Sampai dengan titik ini, maka kita bisa menarik benang merah bahwa kriteria kualitas suatu pilkada pertama ditentukan oleh variabel kualitas produk kebijakan-nya (UU No 10/2016), kedua variabel lingkungan dimana lokus pilkada dilaksanakan, apakah fundamental sosial politik-nya sudah terbangun atau tidak menjelang penyelenggaraan pilkada? dan ketiga dari tata kelola penyelenggaraan pilkada yang baik dan bersih yang dilaksanakan oleh penyelenggara pilkada dalam hal ini KPU Prov dan KPU Kab/Kota. Fundamental sosial politik menyangkut terjalinnya komunikasi politik yang baik dan sehat diantara stakeholderspilkada di wilayah tersebut, terinternalisasinya nilai-nilai yang terkandung dalam UU pilkada, 

tersedianya bakal calon kepala daerah yang berkualitas dan berintegritas, telah bergulirnya proses sosialisasi dan pendidikan politik terhadap masyarakat akan urgensi pilkada pada saat pra tahapana pilkada, serta terciptanya ketahanan masyarakat sebelum masuknya tahapan pilkada melalui sosialisasi nilai-nlai kebangsaan, kebinekaan, kekeluargaan, toleransi dan gotong royong dalam batin masyarakat luas. Dan tentunya membangun nilai-nilai luhur tersebut bukanlah pekerjaan sehari-hari yang mudah, biasanya akan berjalan secara mekanis dan kering pemaknaan kalau tidak dilaksanakan dengan memperbaharui kembali cara dan proses penyelenggaraan negara di daerah dengan memunculkan berbagai inovasi maupun invensi dalam cara komunikasinya.
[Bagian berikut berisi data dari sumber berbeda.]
PR #8309, opened 2016-11-04
Bolt address with same origin as http address

maxsumrall:
SharedServerTestBase should ultimately not have those changes.

### DIFF
--- a/community/server-api/src/main/java/org/neo4j/server/rest/repr/Serializer.java
+++ b/community/server-api/src/main/java/org/neo4j/server/rest/repr/Serializer.java
@@ -76,11 +76,6 @@ abstract class Serializer
         list.done();
     }
 
-    final String relativeBoltUri( int boltPort )
-    {
-        return "bolt://" + baseUri.getHost() + ":" + boltPort;
-    }
-
     final String relativeUri(String path)
     {
         return joinBaseWithRelativePath(baseUri, path);
@@ -109,7 +104,7 @@ abstract class Serializer
         return result.append(path).toString();
     }
 
-    protected void checkThatItIsBuiltInType( Object value )
+    void checkThatItIsBuiltInType( Object value )
     {
         if ( !"java.lang".equals( value.getClass().getPackage().getName() ) )
         {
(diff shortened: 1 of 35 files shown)


community/server-api/src/main/java/org/neo4j/server/rest/repr/Serializer.java
```diff
@@ -76,6 +76,11 @@ final void serialize( ListWriter list, ListRepresentation value )
         list.done();
     }
 
+    final String relativeBoltUri(String boltPort){
+        String bolt = baseUri.toString().replaceFirst( baseUri.getScheme(), "bolt" );
```
apcj: This seems a bit backward to me. Why throw away the parsed URI and use string manipulation (replaceFirst, length etc.) when when you can neatly extract the host part out of the URI with a method call?

community/server/src/test/java/org/neo4j/server/rest/DiscoveryServiceIT.java
```diff
@@ -83,14 +83,39 @@ public void shouldRedirectOnHtmlRequest() throws Exception
...
+        // given
+        RestRequest request = new RestRequest( server().baseUri() ).host( "boltprotocol.org" );
+
+        // when
+        JaxRsResponse response = request.get();
+
+        // then
+        Map<String,Object> map = JsonHelper.jsonToMap( response.getEntity() );
+        assertThat( String.valueOf( map.get( "bolt" ) ),
+                containsString( "bolt://" + request.getHeaders().get("host") ) );
```
apcj: This doesn't seem like a very strong assertion. For example, does the URI have the correct port?

maxsumrall: Yes I'll amend it to also check for the port. The main concern was to test that the host part of the address was correct.

community/server-api/src/main/java/org/neo4j/server/rest/repr/Serializer.java
maxsumrall: Yes, I had also found that to be a better way to do this.

chrisvest:
@maxsumrall Looks like some extra commits snuck in by accident somehow.

jimwebber:
Following some conversation with @benbc we're going to affine this with the existing Bolt advertised address stuff such that an explicitly configured address has precedence over an inferred address. Until that's pushed, this remains not ready for merge.

benbc:
Fine by me.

Dari ketiga variabel kualitas di atas, produk kebijakan (UU pilkada), lingkungan sosiopolitik kebijakan serta manajemen dan tata kelola pemilu yang baik dan bersih, tibalah kita pada simpulan singkat bahwa menakar kualitas penyelengaraan pilkada harus mampu memertimbangkan dan  mengakomodasi ketiga variabel di atas melalui suatu pendekatan operasionalisasi tata kelola pemilu yang integratif dalam menyelenggarakan pilkada, pendekatan operasional yang penulis maksud integratif adalah pendekatan multi aspek yaitu aspek anggaran, aspek manajemen teknis, aspek hukum dan etika, aspek politik serta aspek kualifikasi calon kepala daerah.

Aspek anggaran,

Pilkada yang berkualitas adalah pilkada yang memenuhi kriteria standar pengelolaan keuangan dan anggaran, yaitu efisien, ekonomis, tertib, transparan dan akuntabel. Banyak pihak menilai anggaran pilkada sangat mahal dan boros namun dalam perspektif penyelenggara, anggaran tersebut sangatlah minim, karena anggaran tersebut sebenarnya telah terkunci dan baku sesuai dengan lampiran Peraturan Menteri Dalam Negeri No 44/2015 sebagaimana diubah dengan permendagri No 51/2015, 

anggaran kemudian didistribusikan ke seluruh pihak terkait dalam kepanitiaan ad hoc pilkada, sehingga apabila satu mata anggaran mengalami kebocoran, maka akan menghambat dan berpotensi menggagalkan tahapan penyelenggaraan pilkada. Nominal total anggaran memang relatif sangat besar, namun setelah di-breakdown menjadi dana bawahan, nominalnya menjadi kecil apalagi kalau anggaran tersebut diurai menjadi biaya unit (unit per cost) maka nilai nominalnya secara individual per pemilih menjadi lebih kecil.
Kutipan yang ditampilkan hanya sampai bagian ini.